■ TASK INSTRUCTIONS ■
Transcribe the records word for word, beginning with the first line and ending with the line that contains "exists.') # noqa"; include nothing else.
[Opening DATA SECTION section]
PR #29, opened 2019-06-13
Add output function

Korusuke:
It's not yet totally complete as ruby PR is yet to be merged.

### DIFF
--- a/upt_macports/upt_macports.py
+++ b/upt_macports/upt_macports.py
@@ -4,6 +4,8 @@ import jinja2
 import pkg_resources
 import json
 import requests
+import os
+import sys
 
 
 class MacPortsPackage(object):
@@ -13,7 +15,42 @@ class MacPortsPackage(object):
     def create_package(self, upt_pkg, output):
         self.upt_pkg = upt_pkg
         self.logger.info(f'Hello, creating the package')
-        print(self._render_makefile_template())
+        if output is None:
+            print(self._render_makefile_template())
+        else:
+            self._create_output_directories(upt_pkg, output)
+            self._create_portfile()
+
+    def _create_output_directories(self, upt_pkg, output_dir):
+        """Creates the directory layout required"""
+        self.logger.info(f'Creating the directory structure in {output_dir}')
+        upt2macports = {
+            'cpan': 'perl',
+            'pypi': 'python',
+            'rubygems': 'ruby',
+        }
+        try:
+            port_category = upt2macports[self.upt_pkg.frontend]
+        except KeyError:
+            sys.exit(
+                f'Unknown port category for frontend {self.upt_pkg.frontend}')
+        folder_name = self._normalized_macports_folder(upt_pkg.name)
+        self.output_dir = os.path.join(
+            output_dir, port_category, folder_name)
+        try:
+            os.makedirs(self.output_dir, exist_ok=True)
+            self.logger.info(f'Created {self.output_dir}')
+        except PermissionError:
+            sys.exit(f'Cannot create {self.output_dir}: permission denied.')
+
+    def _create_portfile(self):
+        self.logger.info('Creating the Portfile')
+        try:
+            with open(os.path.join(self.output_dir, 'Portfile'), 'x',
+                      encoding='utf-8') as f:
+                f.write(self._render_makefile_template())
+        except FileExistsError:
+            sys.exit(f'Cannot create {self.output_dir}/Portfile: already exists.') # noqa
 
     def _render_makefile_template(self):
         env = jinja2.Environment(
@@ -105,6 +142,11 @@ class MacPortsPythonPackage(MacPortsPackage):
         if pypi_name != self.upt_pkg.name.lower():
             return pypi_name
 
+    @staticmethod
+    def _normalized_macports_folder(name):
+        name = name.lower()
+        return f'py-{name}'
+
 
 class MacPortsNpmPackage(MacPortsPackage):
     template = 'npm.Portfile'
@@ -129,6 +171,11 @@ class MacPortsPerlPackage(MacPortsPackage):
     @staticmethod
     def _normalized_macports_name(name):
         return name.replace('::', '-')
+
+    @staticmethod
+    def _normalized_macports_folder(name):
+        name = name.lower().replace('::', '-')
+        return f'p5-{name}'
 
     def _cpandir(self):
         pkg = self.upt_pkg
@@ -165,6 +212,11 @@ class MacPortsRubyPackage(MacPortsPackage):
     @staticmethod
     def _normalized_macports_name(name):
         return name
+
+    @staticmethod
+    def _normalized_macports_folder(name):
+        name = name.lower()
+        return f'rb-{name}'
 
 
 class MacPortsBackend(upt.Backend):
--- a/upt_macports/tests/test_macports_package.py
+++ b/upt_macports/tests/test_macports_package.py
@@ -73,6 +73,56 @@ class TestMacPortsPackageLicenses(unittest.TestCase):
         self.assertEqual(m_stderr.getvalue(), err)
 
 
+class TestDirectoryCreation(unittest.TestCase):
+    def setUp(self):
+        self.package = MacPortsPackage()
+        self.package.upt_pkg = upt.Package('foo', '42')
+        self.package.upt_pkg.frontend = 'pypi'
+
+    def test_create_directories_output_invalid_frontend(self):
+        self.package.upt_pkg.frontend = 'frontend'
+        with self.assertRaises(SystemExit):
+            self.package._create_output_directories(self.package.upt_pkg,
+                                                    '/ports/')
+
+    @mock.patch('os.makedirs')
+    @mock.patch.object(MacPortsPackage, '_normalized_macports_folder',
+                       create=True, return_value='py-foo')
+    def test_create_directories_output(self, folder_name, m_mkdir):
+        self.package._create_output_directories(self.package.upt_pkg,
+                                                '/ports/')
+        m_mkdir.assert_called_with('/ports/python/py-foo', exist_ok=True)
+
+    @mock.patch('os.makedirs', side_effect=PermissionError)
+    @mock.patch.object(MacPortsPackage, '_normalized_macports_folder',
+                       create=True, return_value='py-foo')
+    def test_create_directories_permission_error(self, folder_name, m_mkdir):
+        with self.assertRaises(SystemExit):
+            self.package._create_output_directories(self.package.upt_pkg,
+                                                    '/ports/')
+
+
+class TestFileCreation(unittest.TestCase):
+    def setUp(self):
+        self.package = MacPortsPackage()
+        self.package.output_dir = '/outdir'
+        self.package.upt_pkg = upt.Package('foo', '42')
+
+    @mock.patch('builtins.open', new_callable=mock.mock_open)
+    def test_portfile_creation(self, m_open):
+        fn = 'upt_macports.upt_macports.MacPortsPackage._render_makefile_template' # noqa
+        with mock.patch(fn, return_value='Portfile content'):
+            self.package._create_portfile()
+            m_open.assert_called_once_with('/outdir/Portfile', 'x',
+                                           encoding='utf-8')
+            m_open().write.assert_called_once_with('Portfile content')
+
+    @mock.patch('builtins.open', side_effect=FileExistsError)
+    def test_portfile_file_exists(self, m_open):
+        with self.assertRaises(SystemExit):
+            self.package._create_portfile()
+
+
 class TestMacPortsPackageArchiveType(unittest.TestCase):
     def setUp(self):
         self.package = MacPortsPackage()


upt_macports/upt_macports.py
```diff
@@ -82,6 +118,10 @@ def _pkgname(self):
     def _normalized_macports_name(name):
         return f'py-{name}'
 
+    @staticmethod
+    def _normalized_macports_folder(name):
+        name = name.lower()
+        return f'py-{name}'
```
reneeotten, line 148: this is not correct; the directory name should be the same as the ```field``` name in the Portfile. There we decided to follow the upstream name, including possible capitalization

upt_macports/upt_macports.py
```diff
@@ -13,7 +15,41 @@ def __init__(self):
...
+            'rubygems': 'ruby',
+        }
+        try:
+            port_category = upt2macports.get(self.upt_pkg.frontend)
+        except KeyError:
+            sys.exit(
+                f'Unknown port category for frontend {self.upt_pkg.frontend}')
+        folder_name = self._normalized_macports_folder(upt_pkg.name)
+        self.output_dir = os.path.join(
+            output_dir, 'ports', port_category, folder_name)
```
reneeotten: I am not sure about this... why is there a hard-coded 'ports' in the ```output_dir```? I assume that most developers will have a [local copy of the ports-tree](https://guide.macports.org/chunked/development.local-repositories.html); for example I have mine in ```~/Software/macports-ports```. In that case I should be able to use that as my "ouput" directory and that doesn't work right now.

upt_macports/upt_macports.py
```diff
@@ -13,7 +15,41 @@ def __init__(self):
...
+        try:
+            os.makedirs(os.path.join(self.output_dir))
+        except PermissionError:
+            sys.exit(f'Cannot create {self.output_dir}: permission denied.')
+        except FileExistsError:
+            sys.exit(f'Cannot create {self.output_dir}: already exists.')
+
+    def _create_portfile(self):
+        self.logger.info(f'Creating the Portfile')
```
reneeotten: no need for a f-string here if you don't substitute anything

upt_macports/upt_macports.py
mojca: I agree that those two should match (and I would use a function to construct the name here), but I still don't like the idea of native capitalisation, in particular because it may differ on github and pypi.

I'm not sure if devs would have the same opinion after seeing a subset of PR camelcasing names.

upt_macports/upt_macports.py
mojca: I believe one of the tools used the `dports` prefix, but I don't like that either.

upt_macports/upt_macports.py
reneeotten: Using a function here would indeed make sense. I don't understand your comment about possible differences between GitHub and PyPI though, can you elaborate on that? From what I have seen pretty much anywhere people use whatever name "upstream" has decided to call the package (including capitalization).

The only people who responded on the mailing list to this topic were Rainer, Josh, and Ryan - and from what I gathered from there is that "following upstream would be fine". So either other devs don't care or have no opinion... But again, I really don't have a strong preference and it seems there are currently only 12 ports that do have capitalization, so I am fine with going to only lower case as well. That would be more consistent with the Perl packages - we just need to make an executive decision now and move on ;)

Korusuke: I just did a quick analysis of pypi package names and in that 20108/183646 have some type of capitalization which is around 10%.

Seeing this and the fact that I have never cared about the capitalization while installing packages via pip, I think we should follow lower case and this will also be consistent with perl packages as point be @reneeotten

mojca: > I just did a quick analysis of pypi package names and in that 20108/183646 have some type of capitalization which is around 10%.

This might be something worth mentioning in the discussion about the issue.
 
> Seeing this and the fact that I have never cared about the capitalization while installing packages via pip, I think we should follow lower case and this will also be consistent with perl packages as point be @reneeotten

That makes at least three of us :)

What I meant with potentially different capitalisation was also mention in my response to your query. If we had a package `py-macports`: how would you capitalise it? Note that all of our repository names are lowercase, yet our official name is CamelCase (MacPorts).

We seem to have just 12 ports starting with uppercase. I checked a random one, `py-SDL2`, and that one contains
[Closing DATA SECTION section]
■ ANSWER BELOW ■
PR #29, opened 2019-06-13
Add output function

Korusuke:
It's not yet totally complete as ruby PR is yet to be merged.

### DIFF
--- a/upt_macports/upt_macports.py
+++ b/upt_macports/upt_macports.py
@@ -4,6 +4,8 @@ import jinja2
 import pkg_resources
 import json
 import requests
+import os
+import sys
 
 
 class MacPortsPackage(object):
@@ -13,7 +15,42 @@ class MacPortsPackage(object):
     def create_package(self, upt_pkg, output):
         self.upt_pkg = upt_pkg
         self.logger.info(f'Hello, creating the package')
-        print(self._render_makefile_template())
+        if output is None:
+            print(self._render_makefile_template())
+        else:
+            self._create_output_directories(upt_pkg, output)
+            self._create_portfile()
+
+    def _create_output_directories(self, upt_pkg, output_dir):
+        """Creates the directory layout required"""
+        self.logger.info(f'Creating the directory structure in {output_dir}')
+        upt2macports = {
+            'cpan': 'perl',
+            'pypi': 'python',
+            'rubygems': 'ruby',
+        }
+        try:
+            port_category = upt2macports[self.upt_pkg.frontend]
+        except KeyError:
+            sys.exit(
+                f'Unknown port category for frontend {self.upt_pkg.frontend}')
+        folder_name = self._normalized_macports_folder(upt_pkg.name)
+        self.output_dir = os.path.join(
+            output_dir, port_category, folder_name)
+        try:
+            os.makedirs(self.output_dir, exist_ok=True)
+            self.logger.info(f'Created {self.output_dir}')
+        except PermissionError:
+            sys.exit(f'Cannot create {self.output_dir}: permission denied.')
+
+    def _create_portfile(self):
+        self.logger.info('Creating the Portfile')
+        try:
+            with open(os.path.join(self.output_dir, 'Portfile'), 'x',
+                      encoding='utf-8') as f:
+                f.write(self._render_makefile_template())
+        except FileExistsError:
+            sys.exit(f'Cannot create {self.output_dir}/Portfile: already exists.') # noqa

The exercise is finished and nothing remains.